• What to work on: Restrict the output to the lines below starting at the one that contains "PR #380, opened 2023-03-10" and ending at the one that contains "This PR closes #372.", and restate them word for word, both ends included.

....

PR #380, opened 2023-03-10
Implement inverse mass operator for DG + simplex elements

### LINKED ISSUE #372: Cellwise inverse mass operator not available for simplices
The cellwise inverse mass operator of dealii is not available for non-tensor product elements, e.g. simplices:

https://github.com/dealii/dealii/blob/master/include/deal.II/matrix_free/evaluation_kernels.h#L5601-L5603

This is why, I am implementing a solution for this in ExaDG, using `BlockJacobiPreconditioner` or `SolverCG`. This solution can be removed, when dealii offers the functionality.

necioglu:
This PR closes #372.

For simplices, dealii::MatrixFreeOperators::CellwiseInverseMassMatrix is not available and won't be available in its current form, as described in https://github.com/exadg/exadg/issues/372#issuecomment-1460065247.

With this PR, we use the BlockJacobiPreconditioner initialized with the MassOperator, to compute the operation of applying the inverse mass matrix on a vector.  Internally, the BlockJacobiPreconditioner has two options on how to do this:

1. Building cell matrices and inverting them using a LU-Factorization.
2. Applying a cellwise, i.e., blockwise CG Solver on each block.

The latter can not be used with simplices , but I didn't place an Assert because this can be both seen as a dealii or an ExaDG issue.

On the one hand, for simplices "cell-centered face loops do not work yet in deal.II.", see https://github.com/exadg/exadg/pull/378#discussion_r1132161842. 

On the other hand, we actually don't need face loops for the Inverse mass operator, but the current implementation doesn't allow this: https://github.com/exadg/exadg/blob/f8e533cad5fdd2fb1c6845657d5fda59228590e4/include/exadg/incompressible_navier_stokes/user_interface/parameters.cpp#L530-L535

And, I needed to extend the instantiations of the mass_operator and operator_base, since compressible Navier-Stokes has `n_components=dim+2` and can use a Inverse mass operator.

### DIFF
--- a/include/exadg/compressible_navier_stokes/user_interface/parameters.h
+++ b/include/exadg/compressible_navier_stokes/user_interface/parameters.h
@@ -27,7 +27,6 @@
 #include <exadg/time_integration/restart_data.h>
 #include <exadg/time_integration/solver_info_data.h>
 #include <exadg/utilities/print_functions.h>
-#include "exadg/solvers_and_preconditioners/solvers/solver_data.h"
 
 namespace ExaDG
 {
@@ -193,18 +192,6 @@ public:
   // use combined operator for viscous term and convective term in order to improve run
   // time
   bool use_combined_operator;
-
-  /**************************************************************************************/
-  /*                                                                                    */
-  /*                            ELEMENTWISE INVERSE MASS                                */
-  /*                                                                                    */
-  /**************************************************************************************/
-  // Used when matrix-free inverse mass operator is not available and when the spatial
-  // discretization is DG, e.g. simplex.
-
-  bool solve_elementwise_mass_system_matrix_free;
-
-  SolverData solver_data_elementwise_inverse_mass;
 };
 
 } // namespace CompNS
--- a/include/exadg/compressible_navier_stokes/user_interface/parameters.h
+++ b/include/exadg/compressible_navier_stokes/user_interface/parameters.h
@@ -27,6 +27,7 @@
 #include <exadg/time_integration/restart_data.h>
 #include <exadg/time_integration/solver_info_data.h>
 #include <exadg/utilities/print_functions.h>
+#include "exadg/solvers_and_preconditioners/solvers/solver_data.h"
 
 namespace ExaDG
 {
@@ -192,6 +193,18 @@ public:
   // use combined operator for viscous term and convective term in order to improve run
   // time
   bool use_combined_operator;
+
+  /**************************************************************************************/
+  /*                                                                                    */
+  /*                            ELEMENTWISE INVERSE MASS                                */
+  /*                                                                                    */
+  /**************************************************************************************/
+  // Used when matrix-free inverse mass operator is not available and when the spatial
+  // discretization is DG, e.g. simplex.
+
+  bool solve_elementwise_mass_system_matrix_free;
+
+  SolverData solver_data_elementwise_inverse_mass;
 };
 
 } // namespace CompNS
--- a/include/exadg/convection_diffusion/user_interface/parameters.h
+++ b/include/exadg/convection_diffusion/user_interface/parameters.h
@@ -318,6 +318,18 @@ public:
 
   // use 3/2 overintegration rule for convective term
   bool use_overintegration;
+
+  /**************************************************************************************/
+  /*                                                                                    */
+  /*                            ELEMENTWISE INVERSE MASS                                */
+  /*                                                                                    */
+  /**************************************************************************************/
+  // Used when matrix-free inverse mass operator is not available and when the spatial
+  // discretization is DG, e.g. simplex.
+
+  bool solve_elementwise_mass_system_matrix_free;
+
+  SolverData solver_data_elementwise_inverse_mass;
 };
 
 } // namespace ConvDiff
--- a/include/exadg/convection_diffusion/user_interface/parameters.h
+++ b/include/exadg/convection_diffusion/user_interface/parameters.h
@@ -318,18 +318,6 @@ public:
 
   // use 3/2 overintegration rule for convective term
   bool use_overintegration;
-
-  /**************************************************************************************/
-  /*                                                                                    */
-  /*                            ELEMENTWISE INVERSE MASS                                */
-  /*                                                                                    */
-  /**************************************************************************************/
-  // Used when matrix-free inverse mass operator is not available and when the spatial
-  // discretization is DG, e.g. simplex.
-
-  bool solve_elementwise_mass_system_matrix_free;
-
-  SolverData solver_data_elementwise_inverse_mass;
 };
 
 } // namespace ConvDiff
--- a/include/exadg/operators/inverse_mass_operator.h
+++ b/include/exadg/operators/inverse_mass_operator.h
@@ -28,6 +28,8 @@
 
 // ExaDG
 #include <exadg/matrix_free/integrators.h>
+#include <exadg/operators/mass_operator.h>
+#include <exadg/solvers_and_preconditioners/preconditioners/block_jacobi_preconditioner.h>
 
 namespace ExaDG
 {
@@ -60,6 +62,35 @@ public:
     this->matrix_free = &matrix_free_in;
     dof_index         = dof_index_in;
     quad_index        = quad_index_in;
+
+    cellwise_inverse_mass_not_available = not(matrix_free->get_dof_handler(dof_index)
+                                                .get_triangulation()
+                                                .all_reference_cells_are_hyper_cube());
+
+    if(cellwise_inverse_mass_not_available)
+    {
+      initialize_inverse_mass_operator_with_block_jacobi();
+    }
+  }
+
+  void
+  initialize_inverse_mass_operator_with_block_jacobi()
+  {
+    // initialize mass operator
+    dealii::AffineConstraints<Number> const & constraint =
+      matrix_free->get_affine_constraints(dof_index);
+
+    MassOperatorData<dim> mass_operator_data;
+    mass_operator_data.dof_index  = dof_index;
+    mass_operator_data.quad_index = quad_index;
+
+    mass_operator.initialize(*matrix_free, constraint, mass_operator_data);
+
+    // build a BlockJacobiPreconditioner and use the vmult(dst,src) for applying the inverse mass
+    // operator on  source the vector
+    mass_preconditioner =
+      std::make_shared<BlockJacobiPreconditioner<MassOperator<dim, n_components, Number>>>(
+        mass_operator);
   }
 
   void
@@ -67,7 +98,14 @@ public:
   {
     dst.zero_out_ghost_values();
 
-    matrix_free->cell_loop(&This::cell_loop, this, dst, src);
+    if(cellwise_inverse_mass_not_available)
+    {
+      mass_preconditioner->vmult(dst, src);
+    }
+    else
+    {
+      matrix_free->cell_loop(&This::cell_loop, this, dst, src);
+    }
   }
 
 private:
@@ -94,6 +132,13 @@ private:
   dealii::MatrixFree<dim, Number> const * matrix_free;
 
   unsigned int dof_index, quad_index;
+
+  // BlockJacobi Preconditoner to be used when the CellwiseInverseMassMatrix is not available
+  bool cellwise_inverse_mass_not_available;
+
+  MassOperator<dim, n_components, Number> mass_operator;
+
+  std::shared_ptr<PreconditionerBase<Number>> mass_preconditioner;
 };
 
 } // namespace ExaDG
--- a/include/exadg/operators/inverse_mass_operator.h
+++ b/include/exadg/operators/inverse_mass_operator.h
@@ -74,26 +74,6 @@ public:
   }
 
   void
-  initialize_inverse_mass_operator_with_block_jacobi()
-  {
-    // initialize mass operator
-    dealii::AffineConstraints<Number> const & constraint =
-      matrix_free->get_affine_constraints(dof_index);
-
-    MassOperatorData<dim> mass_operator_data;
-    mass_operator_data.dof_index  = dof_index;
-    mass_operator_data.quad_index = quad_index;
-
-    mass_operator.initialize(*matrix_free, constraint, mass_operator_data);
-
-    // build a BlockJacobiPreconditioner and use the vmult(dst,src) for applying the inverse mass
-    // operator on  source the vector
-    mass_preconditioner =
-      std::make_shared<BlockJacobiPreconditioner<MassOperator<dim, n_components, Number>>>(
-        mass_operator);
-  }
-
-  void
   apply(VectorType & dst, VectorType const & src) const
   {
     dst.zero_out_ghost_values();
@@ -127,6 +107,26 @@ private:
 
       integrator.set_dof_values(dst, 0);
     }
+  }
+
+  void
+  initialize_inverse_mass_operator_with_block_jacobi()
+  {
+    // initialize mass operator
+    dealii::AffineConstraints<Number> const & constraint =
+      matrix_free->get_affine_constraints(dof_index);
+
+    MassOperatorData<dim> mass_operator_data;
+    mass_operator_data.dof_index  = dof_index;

....

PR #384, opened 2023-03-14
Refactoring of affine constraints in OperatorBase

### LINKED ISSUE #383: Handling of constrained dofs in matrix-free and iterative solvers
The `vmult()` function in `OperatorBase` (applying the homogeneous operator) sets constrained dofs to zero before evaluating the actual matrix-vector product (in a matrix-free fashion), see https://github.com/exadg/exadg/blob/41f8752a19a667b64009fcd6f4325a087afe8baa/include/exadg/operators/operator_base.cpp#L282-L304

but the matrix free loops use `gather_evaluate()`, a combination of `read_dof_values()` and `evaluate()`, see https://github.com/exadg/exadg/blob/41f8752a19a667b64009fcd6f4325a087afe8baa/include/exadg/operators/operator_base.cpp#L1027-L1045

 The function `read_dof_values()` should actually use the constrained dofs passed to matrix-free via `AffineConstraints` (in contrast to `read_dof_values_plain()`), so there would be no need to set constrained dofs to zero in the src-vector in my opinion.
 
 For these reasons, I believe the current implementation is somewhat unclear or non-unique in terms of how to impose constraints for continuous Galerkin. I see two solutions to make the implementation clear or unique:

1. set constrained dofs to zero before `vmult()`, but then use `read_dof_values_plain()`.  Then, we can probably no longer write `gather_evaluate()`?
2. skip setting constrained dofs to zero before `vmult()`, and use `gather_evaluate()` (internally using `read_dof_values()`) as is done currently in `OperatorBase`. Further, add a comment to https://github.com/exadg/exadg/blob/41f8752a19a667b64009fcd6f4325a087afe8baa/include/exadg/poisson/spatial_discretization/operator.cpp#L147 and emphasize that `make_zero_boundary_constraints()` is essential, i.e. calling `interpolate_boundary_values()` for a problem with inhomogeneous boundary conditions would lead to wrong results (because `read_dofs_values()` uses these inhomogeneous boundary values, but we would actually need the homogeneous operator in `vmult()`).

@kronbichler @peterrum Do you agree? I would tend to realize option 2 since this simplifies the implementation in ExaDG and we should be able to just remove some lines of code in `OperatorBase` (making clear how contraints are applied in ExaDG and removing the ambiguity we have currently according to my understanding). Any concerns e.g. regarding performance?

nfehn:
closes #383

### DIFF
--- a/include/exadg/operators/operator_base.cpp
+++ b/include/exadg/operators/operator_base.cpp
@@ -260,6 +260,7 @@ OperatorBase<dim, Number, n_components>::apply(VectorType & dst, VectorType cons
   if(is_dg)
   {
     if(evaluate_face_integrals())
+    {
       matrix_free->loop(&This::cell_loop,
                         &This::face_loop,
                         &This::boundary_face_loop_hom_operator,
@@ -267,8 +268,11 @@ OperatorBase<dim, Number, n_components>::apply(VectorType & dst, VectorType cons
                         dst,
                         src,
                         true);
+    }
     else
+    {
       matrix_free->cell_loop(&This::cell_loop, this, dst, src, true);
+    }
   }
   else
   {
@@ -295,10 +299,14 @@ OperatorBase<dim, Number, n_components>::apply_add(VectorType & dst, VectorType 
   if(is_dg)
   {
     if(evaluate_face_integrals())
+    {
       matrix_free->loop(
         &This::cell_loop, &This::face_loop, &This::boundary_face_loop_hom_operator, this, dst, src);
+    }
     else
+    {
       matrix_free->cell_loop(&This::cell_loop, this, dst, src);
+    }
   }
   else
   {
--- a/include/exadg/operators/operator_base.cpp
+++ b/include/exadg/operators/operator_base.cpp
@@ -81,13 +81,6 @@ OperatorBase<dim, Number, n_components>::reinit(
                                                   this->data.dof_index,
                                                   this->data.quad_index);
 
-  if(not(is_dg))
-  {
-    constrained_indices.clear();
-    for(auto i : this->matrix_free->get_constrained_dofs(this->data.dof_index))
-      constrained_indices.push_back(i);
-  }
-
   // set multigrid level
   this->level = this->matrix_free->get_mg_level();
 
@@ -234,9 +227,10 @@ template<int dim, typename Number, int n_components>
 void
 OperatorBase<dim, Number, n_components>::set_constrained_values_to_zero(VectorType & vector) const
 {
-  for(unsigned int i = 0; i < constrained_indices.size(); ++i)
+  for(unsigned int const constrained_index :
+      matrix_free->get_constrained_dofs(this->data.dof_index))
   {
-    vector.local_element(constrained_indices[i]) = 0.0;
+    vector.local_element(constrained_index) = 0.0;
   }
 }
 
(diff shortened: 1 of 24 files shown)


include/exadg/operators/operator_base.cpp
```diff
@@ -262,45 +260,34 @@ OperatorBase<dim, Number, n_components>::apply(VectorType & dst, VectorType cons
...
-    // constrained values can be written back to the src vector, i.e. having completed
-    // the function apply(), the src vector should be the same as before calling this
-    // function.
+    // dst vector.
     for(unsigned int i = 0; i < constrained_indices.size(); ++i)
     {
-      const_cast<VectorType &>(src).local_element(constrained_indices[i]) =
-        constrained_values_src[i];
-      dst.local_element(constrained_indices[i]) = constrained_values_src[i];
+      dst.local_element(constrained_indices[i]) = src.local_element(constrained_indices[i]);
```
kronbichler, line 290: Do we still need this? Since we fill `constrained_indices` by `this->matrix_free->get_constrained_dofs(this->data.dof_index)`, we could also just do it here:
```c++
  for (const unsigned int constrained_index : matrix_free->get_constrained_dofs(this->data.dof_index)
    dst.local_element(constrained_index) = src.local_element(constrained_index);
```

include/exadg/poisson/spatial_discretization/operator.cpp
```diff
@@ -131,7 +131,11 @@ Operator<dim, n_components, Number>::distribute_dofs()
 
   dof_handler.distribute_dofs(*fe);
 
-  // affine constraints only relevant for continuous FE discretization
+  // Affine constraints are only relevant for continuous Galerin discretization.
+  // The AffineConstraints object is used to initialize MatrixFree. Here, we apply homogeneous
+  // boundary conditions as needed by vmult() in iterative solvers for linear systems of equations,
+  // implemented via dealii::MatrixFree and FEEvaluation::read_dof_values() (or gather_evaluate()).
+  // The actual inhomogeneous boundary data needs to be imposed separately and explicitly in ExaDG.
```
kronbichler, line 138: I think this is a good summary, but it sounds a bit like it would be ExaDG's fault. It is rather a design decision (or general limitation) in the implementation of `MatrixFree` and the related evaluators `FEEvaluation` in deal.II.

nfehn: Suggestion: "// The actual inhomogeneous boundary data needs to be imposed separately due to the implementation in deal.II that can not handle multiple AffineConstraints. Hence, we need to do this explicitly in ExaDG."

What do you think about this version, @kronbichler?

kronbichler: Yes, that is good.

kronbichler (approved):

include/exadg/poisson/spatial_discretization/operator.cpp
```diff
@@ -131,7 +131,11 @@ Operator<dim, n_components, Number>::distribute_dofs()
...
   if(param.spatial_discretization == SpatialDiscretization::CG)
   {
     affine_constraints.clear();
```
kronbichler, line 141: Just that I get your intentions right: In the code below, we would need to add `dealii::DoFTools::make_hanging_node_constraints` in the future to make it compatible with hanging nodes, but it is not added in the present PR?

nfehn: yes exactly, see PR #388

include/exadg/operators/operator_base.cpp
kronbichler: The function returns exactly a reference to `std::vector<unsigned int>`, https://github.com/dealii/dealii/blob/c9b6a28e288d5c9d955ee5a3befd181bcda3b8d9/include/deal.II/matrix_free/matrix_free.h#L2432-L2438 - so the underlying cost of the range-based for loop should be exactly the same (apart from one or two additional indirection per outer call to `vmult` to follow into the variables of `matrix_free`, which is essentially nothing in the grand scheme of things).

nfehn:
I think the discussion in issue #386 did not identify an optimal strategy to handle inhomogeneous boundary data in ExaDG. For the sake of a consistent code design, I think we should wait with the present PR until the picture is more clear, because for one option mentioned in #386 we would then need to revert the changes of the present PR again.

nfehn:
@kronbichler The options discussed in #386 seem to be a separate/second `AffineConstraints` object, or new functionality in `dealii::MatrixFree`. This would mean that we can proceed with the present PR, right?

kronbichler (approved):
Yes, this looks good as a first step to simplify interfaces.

....

• Solution for this exercise:
PR #380, opened 2023-03-10
Implement inverse mass operator for DG + simplex elements

### LINKED ISSUE #372: Cellwise inverse mass operator not available for simplices
The cellwise inverse mass operator of dealii is not available for non-tensor product elements, e.g. simplices:

https://github.com/dealii/dealii/blob/master/include/deal.II/matrix_free/evaluation_kernels.h#L5601-L5603

This is why, I am implementing a solution for this in ExaDG, using `BlockJacobiPreconditioner` or `SolverCG`. This solution can be removed, when dealii offers the functionality.

necioglu:
This PR closes #372.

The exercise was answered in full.